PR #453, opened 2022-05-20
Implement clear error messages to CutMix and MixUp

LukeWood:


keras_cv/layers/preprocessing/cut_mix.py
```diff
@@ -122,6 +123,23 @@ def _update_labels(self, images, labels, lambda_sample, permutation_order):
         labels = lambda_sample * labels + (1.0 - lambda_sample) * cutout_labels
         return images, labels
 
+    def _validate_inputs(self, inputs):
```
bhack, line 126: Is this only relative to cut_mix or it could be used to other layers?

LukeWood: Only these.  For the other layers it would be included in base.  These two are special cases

────────

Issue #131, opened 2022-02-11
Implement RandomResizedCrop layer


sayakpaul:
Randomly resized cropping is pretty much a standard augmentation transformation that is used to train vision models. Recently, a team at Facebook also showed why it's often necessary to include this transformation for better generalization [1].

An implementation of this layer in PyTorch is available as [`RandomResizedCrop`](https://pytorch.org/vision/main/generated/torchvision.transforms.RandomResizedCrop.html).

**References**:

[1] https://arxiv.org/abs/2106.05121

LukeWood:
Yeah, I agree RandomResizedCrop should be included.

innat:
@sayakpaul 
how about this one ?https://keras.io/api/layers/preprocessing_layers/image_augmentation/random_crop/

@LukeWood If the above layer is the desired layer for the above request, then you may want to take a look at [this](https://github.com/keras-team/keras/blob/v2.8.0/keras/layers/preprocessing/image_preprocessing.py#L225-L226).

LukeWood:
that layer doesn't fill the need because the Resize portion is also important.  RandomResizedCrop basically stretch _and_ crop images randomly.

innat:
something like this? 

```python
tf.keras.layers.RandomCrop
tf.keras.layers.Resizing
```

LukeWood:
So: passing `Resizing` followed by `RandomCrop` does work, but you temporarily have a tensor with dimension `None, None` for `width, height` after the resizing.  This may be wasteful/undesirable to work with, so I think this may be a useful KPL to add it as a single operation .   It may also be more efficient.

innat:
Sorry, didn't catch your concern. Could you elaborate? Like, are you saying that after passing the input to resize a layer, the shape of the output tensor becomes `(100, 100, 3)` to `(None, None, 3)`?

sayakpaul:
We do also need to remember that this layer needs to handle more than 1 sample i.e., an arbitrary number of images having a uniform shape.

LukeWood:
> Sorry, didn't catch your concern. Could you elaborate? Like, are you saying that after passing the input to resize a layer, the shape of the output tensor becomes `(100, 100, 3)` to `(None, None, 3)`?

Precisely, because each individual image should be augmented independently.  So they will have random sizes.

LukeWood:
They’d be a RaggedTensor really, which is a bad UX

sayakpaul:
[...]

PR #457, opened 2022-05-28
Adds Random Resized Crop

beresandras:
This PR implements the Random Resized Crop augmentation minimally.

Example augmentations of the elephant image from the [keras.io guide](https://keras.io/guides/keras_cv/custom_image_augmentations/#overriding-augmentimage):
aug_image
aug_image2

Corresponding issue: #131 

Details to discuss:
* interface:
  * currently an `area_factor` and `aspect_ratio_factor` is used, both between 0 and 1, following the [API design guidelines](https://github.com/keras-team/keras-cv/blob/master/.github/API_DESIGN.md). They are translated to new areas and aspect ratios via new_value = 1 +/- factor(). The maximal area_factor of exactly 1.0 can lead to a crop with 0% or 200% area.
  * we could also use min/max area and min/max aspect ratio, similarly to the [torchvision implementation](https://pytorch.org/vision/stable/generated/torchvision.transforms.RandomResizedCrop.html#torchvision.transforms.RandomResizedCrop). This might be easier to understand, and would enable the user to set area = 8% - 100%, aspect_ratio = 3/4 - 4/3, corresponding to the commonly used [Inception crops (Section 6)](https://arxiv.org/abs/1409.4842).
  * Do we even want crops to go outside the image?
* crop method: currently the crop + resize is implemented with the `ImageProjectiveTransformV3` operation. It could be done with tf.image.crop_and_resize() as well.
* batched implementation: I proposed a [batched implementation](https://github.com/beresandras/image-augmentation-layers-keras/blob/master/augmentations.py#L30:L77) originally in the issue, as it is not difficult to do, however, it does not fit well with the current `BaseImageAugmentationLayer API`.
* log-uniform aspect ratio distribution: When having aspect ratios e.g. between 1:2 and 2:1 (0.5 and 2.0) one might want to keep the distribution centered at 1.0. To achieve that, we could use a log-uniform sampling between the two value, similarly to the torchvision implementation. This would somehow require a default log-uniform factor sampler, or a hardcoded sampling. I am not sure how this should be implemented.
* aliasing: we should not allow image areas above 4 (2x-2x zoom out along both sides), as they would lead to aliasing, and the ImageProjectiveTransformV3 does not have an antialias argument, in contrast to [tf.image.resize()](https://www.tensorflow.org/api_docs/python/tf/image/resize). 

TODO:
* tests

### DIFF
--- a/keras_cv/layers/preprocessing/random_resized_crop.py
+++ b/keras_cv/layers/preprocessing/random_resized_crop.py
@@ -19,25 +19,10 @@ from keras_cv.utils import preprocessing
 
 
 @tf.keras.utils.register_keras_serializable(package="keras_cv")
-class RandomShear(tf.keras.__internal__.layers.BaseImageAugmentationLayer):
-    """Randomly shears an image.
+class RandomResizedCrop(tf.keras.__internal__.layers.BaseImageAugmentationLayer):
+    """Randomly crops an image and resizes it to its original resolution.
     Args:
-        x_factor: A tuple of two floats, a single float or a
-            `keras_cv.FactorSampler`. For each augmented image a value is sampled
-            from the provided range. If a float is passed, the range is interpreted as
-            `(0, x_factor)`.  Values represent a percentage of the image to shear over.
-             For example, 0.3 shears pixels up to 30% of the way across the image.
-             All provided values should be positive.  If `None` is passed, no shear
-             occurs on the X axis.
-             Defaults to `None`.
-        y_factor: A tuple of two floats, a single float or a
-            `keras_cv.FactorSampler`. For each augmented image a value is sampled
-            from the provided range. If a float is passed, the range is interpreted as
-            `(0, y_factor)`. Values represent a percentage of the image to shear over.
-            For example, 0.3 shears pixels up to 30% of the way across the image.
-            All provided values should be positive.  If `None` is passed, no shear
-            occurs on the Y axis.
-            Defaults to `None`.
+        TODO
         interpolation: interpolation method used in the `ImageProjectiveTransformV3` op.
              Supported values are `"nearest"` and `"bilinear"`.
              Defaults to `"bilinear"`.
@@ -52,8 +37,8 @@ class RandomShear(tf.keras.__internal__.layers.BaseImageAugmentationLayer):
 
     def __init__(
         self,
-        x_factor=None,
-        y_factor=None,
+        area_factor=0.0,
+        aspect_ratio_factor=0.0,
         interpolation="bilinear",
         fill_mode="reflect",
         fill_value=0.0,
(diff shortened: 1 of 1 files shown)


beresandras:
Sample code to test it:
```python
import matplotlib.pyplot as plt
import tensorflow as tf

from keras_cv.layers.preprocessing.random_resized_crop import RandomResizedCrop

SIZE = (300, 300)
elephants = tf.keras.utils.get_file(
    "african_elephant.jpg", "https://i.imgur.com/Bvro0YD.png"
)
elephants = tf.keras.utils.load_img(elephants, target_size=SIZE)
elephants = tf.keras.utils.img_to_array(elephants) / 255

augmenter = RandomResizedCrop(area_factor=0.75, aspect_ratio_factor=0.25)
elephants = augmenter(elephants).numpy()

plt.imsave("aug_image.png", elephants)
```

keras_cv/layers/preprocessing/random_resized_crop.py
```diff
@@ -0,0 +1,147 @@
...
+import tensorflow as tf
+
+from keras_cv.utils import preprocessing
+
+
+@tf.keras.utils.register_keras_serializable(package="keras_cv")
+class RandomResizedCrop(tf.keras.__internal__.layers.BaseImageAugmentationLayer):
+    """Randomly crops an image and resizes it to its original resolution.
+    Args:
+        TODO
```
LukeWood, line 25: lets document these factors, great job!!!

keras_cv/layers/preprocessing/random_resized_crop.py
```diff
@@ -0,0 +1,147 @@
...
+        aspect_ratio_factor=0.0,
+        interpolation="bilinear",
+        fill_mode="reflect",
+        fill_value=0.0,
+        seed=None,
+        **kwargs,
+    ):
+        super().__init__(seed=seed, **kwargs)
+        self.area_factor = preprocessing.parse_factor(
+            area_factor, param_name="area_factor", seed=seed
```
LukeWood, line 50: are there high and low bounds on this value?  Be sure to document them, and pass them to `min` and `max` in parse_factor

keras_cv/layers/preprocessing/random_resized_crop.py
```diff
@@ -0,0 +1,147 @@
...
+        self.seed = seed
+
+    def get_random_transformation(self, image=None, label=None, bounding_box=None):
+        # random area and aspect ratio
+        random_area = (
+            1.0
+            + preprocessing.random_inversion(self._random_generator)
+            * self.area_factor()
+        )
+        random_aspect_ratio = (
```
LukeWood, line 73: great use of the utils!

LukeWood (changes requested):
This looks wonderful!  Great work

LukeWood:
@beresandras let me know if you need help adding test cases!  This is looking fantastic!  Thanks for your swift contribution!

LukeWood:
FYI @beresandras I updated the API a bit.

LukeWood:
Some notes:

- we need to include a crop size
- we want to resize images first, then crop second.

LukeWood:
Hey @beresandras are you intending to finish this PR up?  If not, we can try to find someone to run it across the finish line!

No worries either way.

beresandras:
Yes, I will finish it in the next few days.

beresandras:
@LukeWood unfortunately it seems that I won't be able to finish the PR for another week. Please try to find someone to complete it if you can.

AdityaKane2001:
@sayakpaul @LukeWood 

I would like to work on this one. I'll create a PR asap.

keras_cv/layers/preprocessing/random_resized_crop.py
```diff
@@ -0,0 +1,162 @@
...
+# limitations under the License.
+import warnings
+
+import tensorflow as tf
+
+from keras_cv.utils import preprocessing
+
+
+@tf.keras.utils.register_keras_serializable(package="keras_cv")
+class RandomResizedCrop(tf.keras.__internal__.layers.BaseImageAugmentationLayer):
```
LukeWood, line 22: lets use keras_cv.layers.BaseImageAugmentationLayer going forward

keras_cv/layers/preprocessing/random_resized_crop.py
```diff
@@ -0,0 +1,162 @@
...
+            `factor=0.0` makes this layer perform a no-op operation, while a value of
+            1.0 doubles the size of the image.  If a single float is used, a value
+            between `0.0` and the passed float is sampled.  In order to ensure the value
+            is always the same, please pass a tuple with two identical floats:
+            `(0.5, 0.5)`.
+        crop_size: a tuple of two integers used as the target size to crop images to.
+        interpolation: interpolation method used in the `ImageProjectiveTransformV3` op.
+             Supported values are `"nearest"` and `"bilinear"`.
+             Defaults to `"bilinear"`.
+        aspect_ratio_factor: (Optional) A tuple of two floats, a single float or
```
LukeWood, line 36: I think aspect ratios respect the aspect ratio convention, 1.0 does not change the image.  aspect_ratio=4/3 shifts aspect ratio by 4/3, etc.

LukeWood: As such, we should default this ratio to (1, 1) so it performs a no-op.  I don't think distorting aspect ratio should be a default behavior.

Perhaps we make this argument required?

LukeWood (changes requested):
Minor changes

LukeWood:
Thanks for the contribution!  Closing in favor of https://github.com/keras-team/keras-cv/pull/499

────────

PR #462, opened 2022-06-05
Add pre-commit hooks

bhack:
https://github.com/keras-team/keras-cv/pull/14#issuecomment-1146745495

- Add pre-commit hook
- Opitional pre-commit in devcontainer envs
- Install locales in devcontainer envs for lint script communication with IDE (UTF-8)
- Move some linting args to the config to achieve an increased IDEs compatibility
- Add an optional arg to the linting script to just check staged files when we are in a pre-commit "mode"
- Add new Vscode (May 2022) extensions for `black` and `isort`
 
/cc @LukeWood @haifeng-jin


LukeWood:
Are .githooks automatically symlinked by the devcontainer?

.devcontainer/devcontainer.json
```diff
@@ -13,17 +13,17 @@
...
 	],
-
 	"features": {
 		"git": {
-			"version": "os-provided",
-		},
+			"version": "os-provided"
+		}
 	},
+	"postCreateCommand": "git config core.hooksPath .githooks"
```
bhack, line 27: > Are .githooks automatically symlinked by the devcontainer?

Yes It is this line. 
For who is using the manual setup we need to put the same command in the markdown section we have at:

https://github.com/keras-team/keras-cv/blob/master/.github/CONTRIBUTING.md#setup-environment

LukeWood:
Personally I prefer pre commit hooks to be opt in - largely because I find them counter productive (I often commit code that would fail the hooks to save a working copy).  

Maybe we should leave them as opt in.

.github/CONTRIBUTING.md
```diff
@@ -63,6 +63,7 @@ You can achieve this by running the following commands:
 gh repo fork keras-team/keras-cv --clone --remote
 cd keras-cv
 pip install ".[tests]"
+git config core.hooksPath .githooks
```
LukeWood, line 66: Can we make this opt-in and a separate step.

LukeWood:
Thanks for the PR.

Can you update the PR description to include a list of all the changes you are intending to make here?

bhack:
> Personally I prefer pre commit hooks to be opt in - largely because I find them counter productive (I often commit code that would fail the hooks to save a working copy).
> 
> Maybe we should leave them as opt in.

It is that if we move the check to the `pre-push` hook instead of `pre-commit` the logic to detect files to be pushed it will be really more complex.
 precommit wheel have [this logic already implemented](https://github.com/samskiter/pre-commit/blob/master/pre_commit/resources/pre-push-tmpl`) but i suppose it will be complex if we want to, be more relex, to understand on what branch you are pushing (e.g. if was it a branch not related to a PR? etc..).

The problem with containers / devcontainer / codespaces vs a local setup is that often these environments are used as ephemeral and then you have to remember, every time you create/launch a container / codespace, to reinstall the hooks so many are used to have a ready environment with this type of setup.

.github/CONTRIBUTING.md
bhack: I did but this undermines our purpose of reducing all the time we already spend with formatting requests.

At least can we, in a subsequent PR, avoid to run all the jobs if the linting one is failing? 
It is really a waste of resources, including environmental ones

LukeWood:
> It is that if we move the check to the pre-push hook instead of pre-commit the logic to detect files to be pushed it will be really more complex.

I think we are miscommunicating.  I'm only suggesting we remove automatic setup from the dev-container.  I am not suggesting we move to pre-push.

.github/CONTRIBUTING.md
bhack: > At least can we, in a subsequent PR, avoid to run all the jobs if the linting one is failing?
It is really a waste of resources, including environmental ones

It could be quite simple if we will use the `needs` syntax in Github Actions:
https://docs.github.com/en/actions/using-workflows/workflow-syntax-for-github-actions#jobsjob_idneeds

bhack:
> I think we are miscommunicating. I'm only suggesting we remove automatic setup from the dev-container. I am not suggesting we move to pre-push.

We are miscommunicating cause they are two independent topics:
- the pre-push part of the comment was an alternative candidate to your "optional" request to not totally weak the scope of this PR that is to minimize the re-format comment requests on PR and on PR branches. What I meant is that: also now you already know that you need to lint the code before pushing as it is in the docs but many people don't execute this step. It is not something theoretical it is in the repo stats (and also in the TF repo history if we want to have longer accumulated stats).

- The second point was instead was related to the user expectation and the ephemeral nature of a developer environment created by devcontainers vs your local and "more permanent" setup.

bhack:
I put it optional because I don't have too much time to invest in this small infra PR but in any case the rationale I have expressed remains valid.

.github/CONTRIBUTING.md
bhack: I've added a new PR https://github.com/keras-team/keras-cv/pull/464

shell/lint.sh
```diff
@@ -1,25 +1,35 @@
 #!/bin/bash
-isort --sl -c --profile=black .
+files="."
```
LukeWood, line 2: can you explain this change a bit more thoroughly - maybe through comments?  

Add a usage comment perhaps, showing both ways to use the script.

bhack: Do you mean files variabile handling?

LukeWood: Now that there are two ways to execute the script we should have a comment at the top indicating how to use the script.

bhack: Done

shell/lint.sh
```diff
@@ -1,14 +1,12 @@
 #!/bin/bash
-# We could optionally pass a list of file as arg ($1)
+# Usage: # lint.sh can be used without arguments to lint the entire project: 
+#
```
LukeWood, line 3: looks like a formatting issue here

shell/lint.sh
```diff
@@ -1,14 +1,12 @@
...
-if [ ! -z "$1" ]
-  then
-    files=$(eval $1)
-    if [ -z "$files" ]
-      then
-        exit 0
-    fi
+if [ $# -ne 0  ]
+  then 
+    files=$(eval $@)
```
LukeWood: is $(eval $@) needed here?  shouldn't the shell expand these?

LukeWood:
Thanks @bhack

────────

> _Exercise instructions_
Return every line in the listing that contains the word "ephemeral".

> _Response area_
The problem with containers / devcontainer / codespaces vs a local setup is that often these environments are used as ephemeral and then you have to remember, every time you create/launch a container / codespace, to reinstall the hooks so many are used to have a ready environment with this type of setup.
- The second point was instead was related to the user expectation and the ephemeral nature of a developer environment created by devcontainers vs your local and "more permanent" setup.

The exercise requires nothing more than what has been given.